PR #405, opened 2018-12-06
FIX: strings invalid element count requested; max-length assumptions for unspecified values

### LINKED ISSUE #399: Server string handling + count
IOC with empty string:
--------------
```python
class EpicsDXPGroup(PVGroup):
    live_time_output = pvproperty_with_rbv(name='LiveTimeOutput', dtype=str)
```

Request
---------
`caget LiveTimeOutput` and even `caget -#0 LiveTimeOutput` fail with  `*** CA error Invalid element count requested`

`caget` and libca-based libraries such as pyepics fail with these requests.

Others
--------
There are other quirks with server string handling that need to be addressed as well, but I need to make a point of noting them down here...

klauer:
Empty arrays (primarily those of type char/string) behaved strangely with `caget`, sometimes spouting:

`*** CA error: invalid element count requested`

This appears to be due to `max_length` assumptions in `ChannelData` when the initial value is empty (empty string, empty list/array).

State before and after this PR's changes:
* Master: Unless specified otherwise, that the maximum length of data `ChannelData` will hold is the length of the initial value
* PR: If initial value is empty, assume scalar and set max_length=1.

Closes #399 (for now)

### DIFF
--- a/caproto/_data.py
+++ b/caproto/_data.py
@@ -280,7 +280,7 @@ class ChannelData:
 
         if self._max_length == 1:
             if is_array:
-                if value:
+                if len(value):
                     # scalar value in a list -> scalar value
                     return value[0]
                 else:
--- a/caproto/_data.py
+++ b/caproto/_data.py
@@ -212,7 +212,11 @@ class ChannelData:
         self.reported_record_type = reported_record_type
 
         if self._max_length is None:
-            self._max_length = self.calculate_length(value)
+            # Use the current length as maximum, if unspecified.
+            self._max_length = max(self.calculate_length(value), 1)
+            # It is possible to pass in a zero-length array to start with.
+            # However, it is not useful to have an empty value forever, so the
+            # minimum length here is required to be at least 1.
 
         value = self.preprocess_value(value)
         self._data = dict(value=value,
@@ -276,8 +280,12 @@ class ChannelData:
 
         if self._max_length == 1:
             if is_array:
-                # scalar value in a list -> scalar value
-                return value[0]
+                if value:
+                    # scalar value in a list -> scalar value
+                    return value[0]
+                else:
+                    raise CaprotoValueError(
+                        'Cannot set a scalar to an empty array')
         elif not is_array:
             # scalar value that should be in a list -> list
             return [value]
--- a/caproto/_circuit.py
+++ b/caproto/_circuit.py
@@ -245,7 +245,7 @@ class VirtualCircuit:
                     # has 0 payload, just drop it on the floor and
                     # move on.
                     return
-                # Otherwise, transmute the Command to a EventCancelRequest
+                # Otherwise, transmute the Command to a EventCancelResponse.
                 command = EventCancelResponse(command.data_type,
                                               ev_add.sid,
                                               command.subscriptionid,
@@ -386,7 +386,9 @@ class VirtualCircuit:
                 # send or received in the future are valid.
                 self.event_add_commands[command.subscriptionid] = command
             elif isinstance(command, EventCancelRequest):
-                # if we see a cancel request, note that so we know
+                # If we see a cancel request, note that so we know to interpret
+                # the next EventAddResponse with an empty payload as an
+                # EventCancelResponse.
                 self.event_cancel_commands[command.subscriptionid] = \
                     self.event_add_commands[command.subscriptionid]
             elif isinstance(command, EventCancelResponse):
--- a/caproto/_circuit.py
+++ b/caproto/_circuit.py
@@ -71,6 +71,8 @@ class VirtualCircuit:
         self._data = bytearray()
         self._ioids = {}  # map ioid to Channel
         self.event_add_commands = {}  # map subscriptionid to EventAdd command
+        # map subscriptionid to EventAdd command as we wait for them to die
+        self.event_cancel_commands = {}
         # There are only used by the convenience methods, to auto-generate ids.
         if our_role is CLIENT:
             self._channel_id_counter = ThreadsafeCounter(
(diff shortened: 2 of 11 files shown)


caproto/_data.py
```diff
@@ -276,8 +280,12 @@ def preprocess_value(self, value):
...
         if self._max_length == 1:
             if is_array:
-                # scalar value in a list -> scalar value
-                return value[0]
+                if len(value):
+                    # scalar value in a list -> scalar value
+                    return value[0]
+                else:
+                    raise CaprotoValueError(
+                        'Cannot set a scalar to an empty array')
```
tacaswell: Is this a protocol thing, an implementation detail of the c-version thing or a "This makes it better" thing?

tacaswell: This also seem weird that you can init with a 0 length array, but then the first time you set it becomes a scalar.   Is it ok to have a PV that we can not re-set (from the network) back to its initial value?

klauer: There is, admittedly, a bit of a loss of generality here. I don't personally think it's worthwhile to support the general case.

This change only affects the case where `max_length == 1` - i.e., you are working with a scalar value to start with. If we are to allow the empty array here, that would equate to passing in `None` to the putter functions that are expecting a scalar.

This is different from array values (`max_length > 1`) that can accept an array of length in `range(0, max_length + 1)`. The putter would be expected to handle arrays - including an empty array with the given `dtype`.

tacaswell: I'm sold on the loss of generality, but am concerned about the interaction with https://github.com/NSLS-II/caproto/pull/405/files#diff-bc1e46712779c588b17e8e8c6c01fc23R216 which demotes (promotes) 0 length init values to scalars rather an arrays with max length of 1 (is there a difference?)

caproto/_data.py
```diff
@@ -212,7 +212,11 @@ def __init__(self, *, alarm=None, value=None, timestamp=None,
         self.reported_record_type = reported_record_type
 
         if self._max_length is None:
-            self._max_length = self.calculate_length(value)
+            # Use the current length as maximum, if unspecified.
+            self._max_length = max(self.calculate_length(value), 1)
```
tacaswell: would it make more sense to blow up and refuse to to a 0 length input without also providing a max length?

danielballan: I would like that better.

caproto/_data.py
tacaswell: "I'm a scalar, and my functions expect that you'll pass in a scalar" also has an implicit `min_length == 1` which is different that every other `max_length` value...

klauer: Are you pushing for the inclusion of `min_length`, requiring our scalar-handling functions to allow `None`, or...?

tacaswell: mostly just thinking (mumbling) out loud.

klauer: I'd like to come to a consensus on these finer points before I make any additional changes...

tacaswell: Maybe tracking 'scalerness' as it's own state?

caproto/_data.py
danielballan: Meh, I have changed my mind about whether it is worth breaking currently-deployed IOCs over this. I think, "You didn't give me a length or a value, so I will assume this is a scalar," is acceptable.

danielballan: Maybe starting issuing warnings, though.

caproto/_data.py
danielballan: I think this is fine as is. Here is another protocol we like that has similar behavior:

```
def f(arg):
    # implicit min_length == 1
```

```
def f(*args):
    ...
```

tacaswell: "you can't have an array which is 0 or 1 long because ...... reasons" is also the sort of thing that if we came across else where we would get really annoyed at.

Also related, what happens if you try to set the setpoint of a motor to a zero length array?

This code is in the path run on init (around L218 in _data) so why is this not blowing up on empy initial values?

klauer: Let's back up a second here. When have you encountered an empty array over channel access in the wild?  If so, was it actually of any significance, uninitialized, or in error?

caproto/_data.py
klauer: Final answer? ;)

caproto/_data.py
tacaswell: Not sure I have seen one in the wild, but I think the protocol allows it...

"this PV is the list of photons I saw the last exposure" should be able to be empty? "list of files I have created from last reset"   I'm sure we could come up with some more stories with a bit of thought...

klauer: We can revisit this at a later date. For now I'll mark this as resolved in the interest of moving forward.

danielballan:
One test fails repeatably:

```
caproto/tests/test_threading_client.py::test_multiple_subscriptions_one_server[caproto]
```

with errors like

```
caproto._utils.RemoteProtocolError: The sid in EventCancelResponse(data_type=<ChannelType.CHAR: 4>, sid=1, subscriptionid=7, data_count=0) does not match the sid in in the original EventAddRequest for this subscriptionid, 9.
```

Investigating now, just taking notes as I go...

danielballan:
Rebased on master to remove all the `trio.Queue` deprecation warnings from the Travis logs. The error noted in my previous comment is reproducible locally.

danielballan:
Rebased on master again.

klauer:
Hmm, one test is failing consistently: `test_multiple_subscriptions_one_server[caproto]`

danielballan:
Saw the same a month ago (note comment above) so it is not due to anything recent. Apologies for the noise if that was already clear.

tacaswell:
powercycled to run against current master.

danielballan:
Notable that _one_ build passed. This must be an easy-to-hit-but-possible-to-miss race condition?

tacaswell:
and it looks like a bug in the threading client as we see it against both the caproto IOC and the epics-base IOC....

tacaswell:
turns out it was a bug in how we were handling an ambiguity / wart in the protocol that `EventCancelResponse` actually comes across the wire as `EventAddResponse` with 0 payload, we were identifying this and converting to `EventCancelResponse` at de-serialization time.  Instead we now respect the declared type at de-serialization time and keep track in `_circuit` if we have requested to cancel the subscription and only if so treat a 0 payload `EventAddResponse` as a `EventCancelResponse`

This means we now never actually see `EventCancelResponse` come across the wire, but that is _probably_ ok.

This also creates a weird race condition where 

-> cancel request
<- an update that really is an 0 length array
<- the cancel response

so instead of caching things forever, we just drop un-known `AddEventResponse` with 0 payload on the floor silently and move on with life.

This leaves a race condition in the protocol:

 -> cancel request
 <- actual update with 0 length array
 -> create new subscription that happens to re-use the subscription ID
 <-> hurray, new subscription
 <- cancel response from old subscription treated as 0 length update to new subscription

however I don't think there is anyway to prevent this (due to the glitch in the protocol), but in practical terms if you always increment the subscription ID it will be very rare to wrap all the way back around in the lag time between the last update of the old subscription and the cancel message coming in.

tacaswell:
also, no idea why this ever passed....

klauer:
Great work debugging that issue, @tacaswell and @danielballan!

──────────

**Exercise description**
Each line of the entries holding the string "Maybe" should be found and copied.

**Task response**
tacaswell: Maybe tracking 'scalerness' as it's own state?
danielballan: Maybe starting issuing warnings, though.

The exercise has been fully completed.